◆ MATERIALS PROVIDED
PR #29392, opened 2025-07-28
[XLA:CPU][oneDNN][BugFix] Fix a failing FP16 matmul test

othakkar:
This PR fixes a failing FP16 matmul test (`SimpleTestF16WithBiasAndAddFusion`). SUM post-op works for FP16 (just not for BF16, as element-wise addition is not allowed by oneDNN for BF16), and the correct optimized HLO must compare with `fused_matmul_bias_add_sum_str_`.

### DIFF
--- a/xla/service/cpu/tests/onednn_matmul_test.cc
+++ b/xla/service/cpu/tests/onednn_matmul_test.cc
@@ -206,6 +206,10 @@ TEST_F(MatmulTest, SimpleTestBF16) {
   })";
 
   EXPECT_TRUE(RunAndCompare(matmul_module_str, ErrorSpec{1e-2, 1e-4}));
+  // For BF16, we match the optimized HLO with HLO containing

==

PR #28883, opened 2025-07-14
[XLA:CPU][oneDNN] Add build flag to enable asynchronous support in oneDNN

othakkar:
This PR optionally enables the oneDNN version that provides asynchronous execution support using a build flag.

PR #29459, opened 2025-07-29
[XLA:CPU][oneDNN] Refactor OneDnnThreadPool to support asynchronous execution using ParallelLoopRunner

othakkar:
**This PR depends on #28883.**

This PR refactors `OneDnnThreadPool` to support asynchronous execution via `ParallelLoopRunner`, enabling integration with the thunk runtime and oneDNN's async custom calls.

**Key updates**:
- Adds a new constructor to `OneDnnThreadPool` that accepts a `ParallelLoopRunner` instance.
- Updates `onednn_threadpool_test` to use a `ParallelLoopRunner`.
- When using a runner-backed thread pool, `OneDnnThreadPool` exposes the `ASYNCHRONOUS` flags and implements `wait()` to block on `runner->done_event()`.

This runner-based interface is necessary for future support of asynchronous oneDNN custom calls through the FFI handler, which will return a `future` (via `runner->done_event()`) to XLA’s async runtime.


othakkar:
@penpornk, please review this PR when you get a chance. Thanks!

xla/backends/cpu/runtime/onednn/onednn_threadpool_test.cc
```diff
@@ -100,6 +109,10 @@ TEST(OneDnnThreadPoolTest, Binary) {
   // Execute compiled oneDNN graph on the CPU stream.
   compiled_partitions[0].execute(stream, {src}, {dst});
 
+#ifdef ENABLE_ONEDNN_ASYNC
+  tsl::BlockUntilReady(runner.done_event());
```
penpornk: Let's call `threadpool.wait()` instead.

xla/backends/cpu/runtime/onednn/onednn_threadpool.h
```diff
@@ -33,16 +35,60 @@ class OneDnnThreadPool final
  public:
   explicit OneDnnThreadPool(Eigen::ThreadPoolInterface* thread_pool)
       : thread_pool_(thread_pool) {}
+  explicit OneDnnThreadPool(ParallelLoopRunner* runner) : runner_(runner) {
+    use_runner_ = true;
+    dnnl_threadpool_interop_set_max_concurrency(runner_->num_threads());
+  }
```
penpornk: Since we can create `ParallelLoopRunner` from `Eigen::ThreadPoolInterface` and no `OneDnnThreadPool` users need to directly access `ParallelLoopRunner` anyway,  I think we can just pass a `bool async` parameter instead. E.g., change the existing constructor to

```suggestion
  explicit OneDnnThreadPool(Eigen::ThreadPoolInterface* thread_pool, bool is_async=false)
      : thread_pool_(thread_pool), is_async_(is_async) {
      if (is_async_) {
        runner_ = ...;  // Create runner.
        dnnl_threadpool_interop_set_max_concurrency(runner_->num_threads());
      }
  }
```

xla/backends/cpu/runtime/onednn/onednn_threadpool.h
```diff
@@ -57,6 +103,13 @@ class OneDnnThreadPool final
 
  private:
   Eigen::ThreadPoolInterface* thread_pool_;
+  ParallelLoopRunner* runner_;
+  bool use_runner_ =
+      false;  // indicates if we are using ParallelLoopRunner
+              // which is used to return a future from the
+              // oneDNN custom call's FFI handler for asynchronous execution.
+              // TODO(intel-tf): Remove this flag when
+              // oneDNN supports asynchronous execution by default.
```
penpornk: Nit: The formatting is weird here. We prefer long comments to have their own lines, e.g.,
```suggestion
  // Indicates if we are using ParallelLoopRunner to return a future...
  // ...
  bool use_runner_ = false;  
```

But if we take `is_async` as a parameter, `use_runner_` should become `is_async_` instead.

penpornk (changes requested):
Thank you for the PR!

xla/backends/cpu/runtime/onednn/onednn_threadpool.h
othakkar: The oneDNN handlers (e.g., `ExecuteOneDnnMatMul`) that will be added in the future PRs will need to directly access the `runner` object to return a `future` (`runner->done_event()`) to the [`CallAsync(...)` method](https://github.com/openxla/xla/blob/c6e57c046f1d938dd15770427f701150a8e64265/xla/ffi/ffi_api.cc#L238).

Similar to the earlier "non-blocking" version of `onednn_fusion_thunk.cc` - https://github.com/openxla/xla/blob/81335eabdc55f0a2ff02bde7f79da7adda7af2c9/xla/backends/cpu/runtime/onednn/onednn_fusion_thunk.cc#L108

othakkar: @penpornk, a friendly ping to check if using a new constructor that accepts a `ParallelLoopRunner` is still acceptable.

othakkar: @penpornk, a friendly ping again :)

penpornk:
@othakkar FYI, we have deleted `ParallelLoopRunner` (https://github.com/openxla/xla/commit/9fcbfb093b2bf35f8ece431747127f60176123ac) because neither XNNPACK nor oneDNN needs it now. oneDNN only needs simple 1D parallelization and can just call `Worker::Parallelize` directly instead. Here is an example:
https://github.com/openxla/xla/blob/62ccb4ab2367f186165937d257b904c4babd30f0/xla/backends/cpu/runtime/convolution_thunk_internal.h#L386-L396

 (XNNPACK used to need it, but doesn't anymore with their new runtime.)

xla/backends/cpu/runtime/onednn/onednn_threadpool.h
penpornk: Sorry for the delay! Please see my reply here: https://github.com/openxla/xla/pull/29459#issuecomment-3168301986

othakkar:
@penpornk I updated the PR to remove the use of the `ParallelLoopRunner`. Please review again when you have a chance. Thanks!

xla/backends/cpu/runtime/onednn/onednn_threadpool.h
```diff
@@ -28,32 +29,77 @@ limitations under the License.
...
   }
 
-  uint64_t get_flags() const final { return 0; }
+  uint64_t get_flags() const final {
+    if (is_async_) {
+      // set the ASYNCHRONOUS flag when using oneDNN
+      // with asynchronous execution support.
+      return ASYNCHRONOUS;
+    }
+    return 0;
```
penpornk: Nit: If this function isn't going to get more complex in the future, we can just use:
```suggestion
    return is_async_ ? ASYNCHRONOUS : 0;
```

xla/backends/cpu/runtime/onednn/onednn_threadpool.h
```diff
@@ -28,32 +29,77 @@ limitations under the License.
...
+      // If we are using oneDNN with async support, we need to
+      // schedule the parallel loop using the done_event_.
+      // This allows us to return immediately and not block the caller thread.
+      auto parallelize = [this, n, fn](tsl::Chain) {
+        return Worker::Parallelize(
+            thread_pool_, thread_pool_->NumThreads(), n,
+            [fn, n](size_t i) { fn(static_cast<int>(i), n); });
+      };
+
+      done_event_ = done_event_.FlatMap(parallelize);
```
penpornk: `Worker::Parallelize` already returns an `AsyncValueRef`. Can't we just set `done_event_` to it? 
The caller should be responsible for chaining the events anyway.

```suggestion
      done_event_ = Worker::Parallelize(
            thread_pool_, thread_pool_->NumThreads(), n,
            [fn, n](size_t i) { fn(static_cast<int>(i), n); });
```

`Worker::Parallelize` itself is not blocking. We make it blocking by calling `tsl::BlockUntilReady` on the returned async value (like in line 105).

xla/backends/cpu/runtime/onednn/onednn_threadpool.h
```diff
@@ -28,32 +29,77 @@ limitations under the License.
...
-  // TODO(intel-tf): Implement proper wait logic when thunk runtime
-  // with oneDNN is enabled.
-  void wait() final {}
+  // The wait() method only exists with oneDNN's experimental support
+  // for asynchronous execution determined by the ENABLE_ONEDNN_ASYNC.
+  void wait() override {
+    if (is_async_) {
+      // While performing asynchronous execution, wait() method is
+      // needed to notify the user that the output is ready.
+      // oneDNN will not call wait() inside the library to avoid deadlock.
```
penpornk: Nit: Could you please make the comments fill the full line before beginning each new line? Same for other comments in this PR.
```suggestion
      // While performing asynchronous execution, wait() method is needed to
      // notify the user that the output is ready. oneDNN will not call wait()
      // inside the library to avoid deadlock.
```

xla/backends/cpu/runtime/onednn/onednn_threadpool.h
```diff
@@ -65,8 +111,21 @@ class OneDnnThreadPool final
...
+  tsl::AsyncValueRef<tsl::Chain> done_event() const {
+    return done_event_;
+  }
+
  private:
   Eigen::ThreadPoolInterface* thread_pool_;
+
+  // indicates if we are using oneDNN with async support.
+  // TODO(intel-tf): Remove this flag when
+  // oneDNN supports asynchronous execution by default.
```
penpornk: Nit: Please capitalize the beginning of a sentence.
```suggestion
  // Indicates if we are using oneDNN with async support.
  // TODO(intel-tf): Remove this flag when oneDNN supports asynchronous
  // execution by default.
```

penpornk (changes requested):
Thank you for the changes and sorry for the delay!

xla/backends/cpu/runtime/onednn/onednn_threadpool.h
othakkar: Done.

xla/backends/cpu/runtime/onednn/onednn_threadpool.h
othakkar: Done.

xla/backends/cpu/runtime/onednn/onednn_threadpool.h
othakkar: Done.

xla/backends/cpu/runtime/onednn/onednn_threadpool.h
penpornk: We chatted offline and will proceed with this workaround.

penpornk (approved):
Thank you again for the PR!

◆ WHAT IS BEING ASKED
Go through the records and pull out each line that includes the word "supports".

◆ ANSWER FOR THE TASK
+              // oneDNN supports asynchronous execution by default.
+  // oneDNN supports asynchronous execution by default.
  // TODO(intel-tf): Remove this flag when oneDNN supports asynchronous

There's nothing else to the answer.